In the data below, find every line with the word "needed" and copy it out.
——————
PR #1679, opened 2020-12-10
Include flint version in "version" hash table

d-torrance:
We have been marking it as "not present" if the HAVE_FLINT macro wasn't
defined, but it hasn't been since 2014!  See 3e2fd2e.

### DIFF
--- a/M2/Macaulay2/d/version.dd
+++ b/M2/Macaulay2/d/version.dd
@@ -55,13 +55,11 @@ header "
        #include <linbox/linbox-config.h>
    #endif
    // HAVE_FROBBY is in factory/factoryconf.h
-   #ifdef HAVE_FLINT
-       #include <M2/gc-include.h>
-       #pragma GCC diagnostic push
-       #pragma GCC diagnostic ignored \"-Wconversion\"
-       #include <flint/flint.h>
-       #pragma GCC diagnostic pop
-   #endif
+   #include <M2/gc-include.h>
+   #pragma GCC diagnostic push
+   #pragma GCC diagnostic ignored \"-Wconversion\"
+   #include <flint/flint.h>
+   #pragma GCC diagnostic pop
    ";
 gcversion():constcharstar := Ccode(returns,"
      static char buf[40];
@@ -192,13 +190,7 @@ setupconst("version", Expr(toHashTable(Sequence(
 	"),
    "ntl version" => Ccode(constcharstar,"NTL_VERSION"),
    "frobby version" => Ccode(constcharstar,"constants::version"),
-   "flint version" => Ccode(constcharstar,"
-	 #if HAVE_FLINT
-	   flint_version
-	 #else
-	   \"not present\"
-	 #endif
-	 "),
+   "flint version" => Ccode(constcharstar,"flint_version"),
    "scscp version" => Ccode(constcharstar,"
 	 #ifdef HAVE_SCSCP
 	   stringize(SCSCP_VERSION_MAJOR) \".\" stringize(SCSCP_VERSION_MINOR) \".\" stringize(SCSCP_VERSION_PATCH)


DanGrayson:
Hmm, I see it:
```m2

+ M2-1.16 --no-readline --print-width 218 -q
Macaulay2, version 1.16
with packages: ConwayPolynomials, Elimination, IntegralClosure, InverseSystems, LLLBases, MinimalPrimes, PrimaryDecomposition, ReesAlgebra, TangentCone, Truncations

i1 : version#"flint version"

o1 = 2.6.0

i2 : 

+ M2-1.15 --no-readline -q --print-width 218
Macaulay2, version 1.15
with packages: ConwayPolynomials, Elimination, IntegralClosure, InverseSystems, LLLBases, PrimaryDecomposition, ReesAlgebra, TangentCone, Truncations

i1 : version#"flint version"

o1 = 2.5.2

i2 : 

Process M2 finished

+ M2 --no-readline --print-width 107 -q
Macaulay2, version 1.16.0.2
with packages: ConwayPolynomials, Elimination, IntegralClosure, InverseSystems, LLLBases, MinimalPrimes,
               PrimaryDecomposition, ReesAlgebra, Saturation, TangentCone

i1 : version#"flint version"

o1 = 2.6.3
```

DanGrayson:
I figured it out: HAVE_FLINT is defined for us by factory, in `factoryconf.h`.

d-torrance:
That makes sense -- the only other places that I was seeing `HAVE_FLINT` in the source was where we were dealing with building factory.  But when we don't build factory, it's not defined.  For example, from my local installation, which uses factory from the Ubuntu 20.10 singular package:

```m2
Macaulay2, version 1.16.0.2
               TangentCone, Truncations

i1 : version#"flint version"

o1 = not present
```

d-torrance:
And here's the corresponding lines from the Ubuntu `factoryconf.h`: 

```
/* Define if FLINT is installed */
/* #undef HAVE_FLINT */
```

DanGrayson:
So I guess that version of factory is not using flint, but we are (somewhere else).  Makes sense.

DanGrayson:
So, if a user runs `apt-get install macaulay2`, will all of singular get installed?  If so, that's not a good look.

d-torrance:
> So, if a user runs `apt-get install macaulay2`, will all of singular get installed? If so, that's not a good look.

Unless they specify `--no-install-recommends`, then yes.  The [`macaulay2`](https://packages.debian.org/sid/macaulay2) package depends on [`singular-data`](https://packages.debian.org/sid/singular-data) (for gftables), which recommends [`singular-ui`](https://packages.debian.org/sid/singular-ui), which contains `/usr/bin/Singular`.

d-torrance:
I could probably drop the `singular-data` dependency by just including `gftables/961` in the `debian` directory and pointing `configure` there during build.  Would that be better?

d-torrance:
> I could probably drop the `singular-data` dependency by just including `gftables/961` in the `debian` directory and pointing `configure` there during build. Would that be better?

Hrm, but it looks like not having `singular-data` installed would slow down factory.  From its Makefile:

```
####################################################
# Support for building GF(q)-tables
#
# gengftables needs libfactory.la and factory.h AND is needed for
# generating gftable but the tables are not necessarily needed to
# compile and use libfactory (though it will be a lot slower).
```

DanGrayson:
We definitely need all the gf tables.

Ideally factory and gftables would be debian packages, too, and we could just use them.  But maybe now is not the time to arrange that, if time is tight.

mikestillman:
It looks like flint will include multivariate polynomial factorization in this upcoming release, although perhaps it is still experimental.  Perhaps that means factory will be subsumed by this (Bill Hart works with the Singular group).

d-torrance:
> We definitely need all the gf tables.
> 
> Ideally factory and gftables would be debian packages, too, and we could just use them. But maybe now is not the time to arrange that, if time is tight.

That should be pretty easy to do.  We could still just have one singular source package, but split out the factory stuff into a few binary packages (probably something like `libsingular-factory4`, `libsingular-factory-dev`, and maybe `singular-factory-data`) that Macaulay2 could depend on.

Because of the new binary packages, it would have to go through the NEW queue again.  So it's probably best to wait until after bullseye is released and shoot for Debian 12 (bookworm).  I'd also have to make sure it's okay with the other interested parties -- in particular the Sage maintainers.

DanGrayson:
That sounds good!  How about making an issue for that and assigning yourself to it?

d-torrance:
> That sounds good! How about making an issue for that and assigning yourself to it?

Done.  I don't think I have the privileges to assign myself to an issue, though.

PR #1699, opened 2020-12-15
Add gftables path to FILE_PREREQS if found

d-torrance:
The 1.16.99 Ubuntu package was apparently built with the singular-data
package installed, as it points to the singular copy of these tables
instead of shipping its own.  Indeed:

```m2
Macaulay2, version 1.16.99
               Saturation, TangentCone

i1 : currentLayout#"factory gftables"

o1 = /usr/share/singular/factory/
```

However, the singular-data package is not listed as a dependency,
potentially resulting errors when running Macaulay2 after installing
the package if singular-data is not already present.  For example, see
https://groups.google.com/g/macaulay2/c/1Rb7fYsJMME/m/OVhjRvMZAwAJ.

We add the gftables path to FILE_PREREQS so that singular-data will be
included as a dependency to future builds of the package.


DanGrayson:
Thanks!

PR #1700, opened 2020-12-15
Merge 'release-1.16' branch

d-torrance:
The `release-1.16` branch has one extra commit (94c4b7d, updating some Debian packages in `M2/INSTALL`) that was never merged back into `master`.  I'd like to update  my `upstream` branch in the [Debian package repository](https://salsa.debian.org/science-team/macaulay2), which currently tracks `release-1.16`, to track `release-1.17`.  But I can't fast-forward and I'd prefer not to force push.

The commit in question actually conflicts with 92d795b, which similarly updated the list of Debian packages to install.  These conflicts have been resolved so that the branch can be merged back in.


DanGrayson:
Thanks for noticing!

PR #1704, opened 2020-12-16
Simplify GIT_DESCRIPTION

mahrud:
The value of `GIT_DESCRIPTION` will be computed as `version-X-Y-Z[-dirty]` where:
- `X = ` content of `VERSION` file
- `Y = ` number of commits since `VERSION` file was changed
- `Z = ` short commit hash of `HEAD`
- `-dirty` is added if any files tracked by git have been modified

For example: `version-1.16.99-51-418b9a61c`. If git is not found, gives `version-X-unknown`.

Also removes redundant factory patch file.


DanGrayson:
Thanks!

Is that pesky "g" going to be there?  (I tested the code here, and it seems to be, but I'm mystified.)

mahrud:
> Is that pesky "g" going to be there? (I tested the code here, and it seems to be, but I'm mystified.)

I don't see it anymore, did you do `make reconfigure`?

mahrud:
@DanGrayson https://faculty.math.illinois.edu is timing out.

DanGrayson:
> @DanGrayson https://faculty.math.illinois.edu is timing out.

Yeah, that's strange.  When it stops doing that I'll restart the jobs.

mahrud:
> > @DanGrayson https://faculty.math.illinois.edu is timing out.
> 
> Yeah, that's strange.  When it stops doing that I'll restart the jobs.

No need to restart, it's just that one build.

PR #1718, opened 2020-12-19
GraphicalModelsMLE

roserhp:
Hi @DanGrayson, this is a follow-up from yesterday's pull request:
https://github.com/Macaulay2/M2/pull/1713
We realized that we forgot to set the debugging mode to false. This is the only change in this pull request, maybe it is easier to fix directly in release-1.17. Sorry about that.

### DIFF
--- a/M2/Macaulay2/packages/GraphicalModelsMLE.m2
+++ b/M2/Macaulay2/packages/GraphicalModelsMLE.m2
@@ -43,7 +43,7 @@ newPackage(
 	  },
      Headline => "maximum likelihood estimates for graphical statistical models",
      --Keywords => {"Algebraic Statistics"},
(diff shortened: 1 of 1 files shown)


M2/Macaulay2/packages/GraphicalModelsMLE.m2
```diff
@@ -42,7 +42,7 @@ newPackage(
 	   HomePage=>"http://faculty.fordham.edu/dswinarski"}
 	  },
      Headline => "maximum likelihood estimates for graphical statistical models",
-     Keywords => {"Algebraic Statistics"},
+     --Keywords => {"Algebraic Statistics"},
```
DanGrayson, line 45: Do you really want to comment out the keywords!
——————
OUTPUT:
# gengftables needs libfactory.la and factory.h AND is needed for
# generating gftable but the tables are not necessarily needed to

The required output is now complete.